The single-node compose file (`docker-compose.yml`) only publishes the REST/API ports (`8620`, `8520`, `8080`) by default.
| Service | Container Port | Host Port | Protocol | Purpose |
|---------|---------------|-----------|----------|---------|
| pd0 | 8620 | 8620 | HTTP | REST API |
| pd0 | 8686 | 8686 | gRPC | PD gRPC |
| pd0 | 8610 | | TCP | Raft (internal only) |
| pd1 | 8620 | 8621 | HTTP | REST API |
| pd1 | 8686 | 8687 | gRPC | PD gRPC |
| pd2 | 8620 | 8622 | HTTP | REST API |
| pd2 | 8686 | 8688 | gRPC | PD gRPC |
| store0 | 8500 | 8500 | gRPC | Store gRPC |
| store0 | 8510 | 8510 | TCP | Raft |
| store0 | 8520 | 8520 | HTTP | REST API |
| store1 | 8500 | 8501 | gRPC | Store gRPC |
| store1 | 8510 | 8511 | TCP | Raft |
| store1 | 8520 | 8521 | HTTP | REST API |
| store2 | 8500 | 8502 | gRPC | Store gRPC |
| store2 | 8510 | 8512 | TCP | Raft |
| store2 | 8520 | 8522 | HTTP | REST API |
| server0 | 8080 | 8080 | HTTP | Graph API |
| server1 | 8080 | 8081 | HTTP | Graph API |
| server2 | 8080 | 8082 | HTTP | Graph API |
---
## Healthcheck Endpoints
| Service | Endpoint | Expected |
|---------|----------|----------|
| PD | `GET /v1/health` | `200 OK` |
| Store | `GET /v1/health` | `200 OK` |
| Server | `GET /versions` | `200 OK` with version JSON |
---
## Troubleshooting
### Containers Exiting or Restarting (OOM Kills)
**Symptom**: Containers exit with code 137, or restart loops. Raft logs show election timeouts.
**Cause**: Docker Desktop does not have enough memory. The 9 JVM processes require at least 12 GB.
**Fix**: Docker Desktop Settings Resources Memory set to **12 GB** or higher. Restart Docker Desktop.
```bash
# Check if containers were OOM killed
docker inspect hg-pd0 | grep -i oom
docker stats --no-stream
```
### Raft Leader Election Failure
**Symptom**: PD logs show repeated `Leader election timeout`. Store nodes cannot register.
**Cause**: PD nodes cannot reach each other on the Raft port (8610), or `HG_PD_RAFT_PEERS_LIST` is misconfigured.
**Fix**:
1. Verify all PD containers are running: `docker compose -f docker-compose-3pd-3store-3server.yml ps`
2. Check PD logs: `docker logs hg-pd0`
3. Verify network connectivity: `docker exec hg-pd0 ping pd1`
4. Ensure `HG_PD_RAFT_PEERS_LIST` is identical on all PD nodes
### Partition Assignment Not Completing
**Symptom**: Server starts but graph operations fail.

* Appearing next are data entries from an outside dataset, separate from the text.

PR #6725, opened 2022-05-28
Primer tool: remove duplicated directory paths

jacobtylerwalls:
## Type of Changes

## Description

`pylint_args` reads `paths_to_lint`, which reads `directories`, so adding `directories` here is both duplicative and error-prone (because it doesn't account for the path to the cloned directory): we were getting fatal errors like "unable to import module src/blackd")

In a follow-up PR I'll probably add `--fail-on=fatal`.

### DIFF
--- a/tests/primer/primer_tool.py
+++ b/tests/primer/primer_tool.py
@@ -117,7 +117,7 @@ class Primer:
         enables = ["--enable-all-extensions", "--enable=all"]
         # Duplicate code takes too long and is relatively safe
         disables = ["--disable=duplicate-code"]
-        arguments = data.directories + data.pylint_args + enables + disables
+        arguments = data.pylint_args + enables + disables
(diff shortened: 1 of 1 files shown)


Pierre-Sassoulas (approved):
Nice catch !

DanielNoord:
> ## Type of Changes
> Type
> ✓	🐛 Bug fix
> ## Description
> `pylint_args` reads `paths_to_lint`, which reads `directories`, so adding `directories` here is both duplicative and error-prone (because it doesn't account for the path to the cloned directory): we were getting fatal errors like "unable to import module src/blackd")
> 
> In a follow-up PR I'll probably add `--fail-on=fatal`.

This also explains why I was getting double messages. I opted to ignore those, but this seems like it was the culprit. Stupid mistake, thanks for fixing!

Issue #6670, opened 2022-05-23
Deleted messages and checkers are still being searched on ReadTheDoc but they are not documented at all in latest version


Pierre-Sassoulas:
### Question

See [this message for context](https://github.com/PyCQA/pylint/issues/5953#issuecomment-1134172901)

### Documentation for future user

Document the deleted messages, maybe with the version of removal and the reasoning behind deletion.

DanielNoord:
I would be in favour of just closing this. It doesn't seem worth our effort, especially now that we warn about non-existing messages in people's configuration by default.

Pierre-Sassoulas:
I started implementing something I just prioritized  reviews and PyCQA drama :)

PR #6727, opened 2022-05-28
Refactor to be able to document deleted message

Pierre-Sassoulas:
## Type of Changes

## Description

Refactor before #6670

### DIFF
--- a/doc/exts/pylint_messages.py
+++ b/doc/exts/pylint_messages.py
@@ -60,61 +60,72 @@ def _register_all_checkers_and_extensions(linter: PyLinter) -> None:
 
 def _get_message_data(data_path: Path) -> Tuple[str, str, str, str]:
     """Get the message data from the specified path."""
-    good_code, bad_code, details, related = "", "", "", ""
     good_py_path = data_path / "good.py"
+    bad_py_path = data_path / "bad.py"
     details_rst_path = data_path / "details.rst"
+    related_rst_path = data_path / "related.rst"
     if not data_path.exists():
-        data_path.mkdir(parents=True)
-        with open(good_py_path, "w", encoding="utf-8") as file:
-            file.write(
-                """\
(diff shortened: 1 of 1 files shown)


doc/exts/pylint_messages.py
```diff
@@ -60,61 +60,72 @@ def _register_all_checkers_and_extensions(linter: PyLinter) -> None:
...
-{file_content_string}"""
-    return good_code, bad_code, details, related
+def _create_placeholders(
+    data_path: Path, details_rst_path: Path, good_py_path: Path
+) -> None:
+    data_path.mkdir(parents=True)
+    with open(good_py_path, "w", encoding="utf-8") as file:
+        file.write(
+            """\
+# This is a placeholder for correct code for this message.
```
DanielNoord, line 120: Shall we remove those other files then?

Pierre-Sassoulas: What files are we talking about ?

DanielNoord: The files you added recently in the placeholder PR.

Pierre-Sassoulas: Ha, right. I was thinking I added the function at the same time than the files but it was not the case. Well I think it's a good thinq that we can generate easily but also that a new contributor can just use the already generated file when he's doing the doc addition, so we might keep both.

DanielNoord: Yeah the only thing I worried about is that we might forget to remove one of the placeholder files if we update the other, as the placeholder text is divided over two different files.

Pierre-Sassoulas: Yeah this is a little dangerous if the contributor forget to remove the details.rst and there's no detail the review seems fine at first glance but it's not.

Pierre-Sassoulas: I added an assert

DanielNoord (approved):

PR #6729, opened 2022-05-28
Add ``pytest`` to new primer and exclude some file changes

DanielNoord:

## Type of Changes

## Description

Ref. https://github.com/PyCQA/pylint/pull/6723#issuecomment-1140323738

### DIFF
--- a/.github/workflows/primer_run_pr.yaml
+++ b/.github/workflows/primer_run_pr.yaml
@@ -11,6 +11,11 @@ on:
       - "tests/primer/**"
       - "requirements*"
       - ".github/workflows/**"
+      # We ignore these specific files because they need to be changed
+      # on 'main' and will always fail the PR run.
+      - "!.github/workflows/primer_run_main.yaml"
+      - "!.github/workflows/primer_comment.yaml"
+      - "!tests/primer/packages_to_prime.json"
 
 env:
   CACHE_VERSION: 1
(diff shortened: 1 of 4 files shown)


DanielNoord:
@jacobtylerwalls Correct me if I'm wrong, but if I understand the documentation correctly (https://docs.github.com/en/actions/using-workflows/workflow-syntax-for-github-actions#onpushpull_requestpull_request_targetpathspaths-ignore) whenever one of the files in a PR does not match any of the ignored patterns we will still run.

So because we remove `pytest` is removed from the old file we still get a failed run here.

.github/workflows/primer_run_pr.yaml
```diff
@@ -11,6 +11,11 @@ on:
       - "tests/primer/**"
       - "requirements*"
       - ".github/workflows/**"
+      # We ignore these specific files because they need to be changed
+      # on 'main' and will always fail the PR run.
+      - "!.github/workflows/primer_run_main.yaml"
+      - "!.github/workflows/primer_comment.yaml"
```
jacobtylerwalls, line 17: Why will these two always fail? #6724 didn't fail.

DanielNoord: It passed because there wasn't any difference between using bleeding edge or latest release. `run_main` didn't use bleeding edge yet because the workflow wasn't on `main` yet.

I'd say we don't want to give a false sense of security and just exclude any PRs that only change `main` files.

jacobtylerwalls: OK to merge -- not worth trying to anticipate more small targeted PRs like #6724 which should be rare.

jacobtylerwalls (approved):

PR #6730, opened 2022-05-28
Small refactors to primer

DanielNoord:

## Type of Changes

## Description

Ref. https://github.com/PyCQA/pylint/pull/6723#issuecomment-1140323738

### DIFF
--- a/tests/primer/primer_tool.py
+++ b/tests/primer/primer_tool.py
@@ -8,6 +8,7 @@ import argparse
 import json
 from io import StringIO
 from pathlib import Path
+from typing import Dict, List, Union
 
 import git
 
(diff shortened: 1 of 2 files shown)


tests/primer/primer_tool.py
```diff
@@ -8,6 +8,7 @@
 import json
 from io import StringIO
 from pathlib import Path
+from typing import Dict, List, Union
```
jacobtylerwalls, line 11: any reason not to do __future__ style types?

Store logs show `partition not found`.
**Cause**: PD has not finished assigning partitions to stores, or stores did not register successfully.
**Fix**:
1. Check registered stores: `curl http://localhost:8620/v1/stores`
2. Check partition status: `curl http://localhost:8620/v1/partitions`
3. Wait for partition assignment (can take 13 minutes after all stores register)
4. Check server logs for the `wait-partition.sh` script output: `docker logs hg-server0`
### Connection Refused Errors
**Symptom**: Stores cannot connect to PD, or Server cannot connect to Store.
**Cause**: Services are using `127.0.0.1` instead of container hostnames, or the `hg-net` bridge network is misconfigured.
**Fix**: Ensure all `HG_*` env vars use container hostnames (`pd0`, `store0`, etc.), not `127.0.0.1` or `localhost`.